[Work required]
Only these lines should appear, exactly: the one containing "Async not awaited in some tests." and every line after it through the end of the material below.

[Data extract]
>>

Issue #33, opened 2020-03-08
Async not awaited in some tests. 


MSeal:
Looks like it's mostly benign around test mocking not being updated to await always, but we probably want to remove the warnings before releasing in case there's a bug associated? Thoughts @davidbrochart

<<

[Solution]
Async not awaited in some tests. 


MSeal:
Looks like it's mostly benign around test mocking not being updated to await always, but we probably want to remove the warnings before releasing in case there's a bug associated? Thoughts @davidbrochart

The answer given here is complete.